====== GIVEN INFORMATION ======

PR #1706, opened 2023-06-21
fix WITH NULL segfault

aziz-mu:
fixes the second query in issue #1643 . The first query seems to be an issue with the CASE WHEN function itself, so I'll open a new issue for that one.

======

Reproduce the listing in full. Keep it exactly as written.

PR #1706, opened 2023-06-21
fix WITH NULL segfault

aziz-mu:
fixes the second query in issue #1643 . The first query seems to be an issue with the CASE WHEN function itself, so I'll open a new issue for that one.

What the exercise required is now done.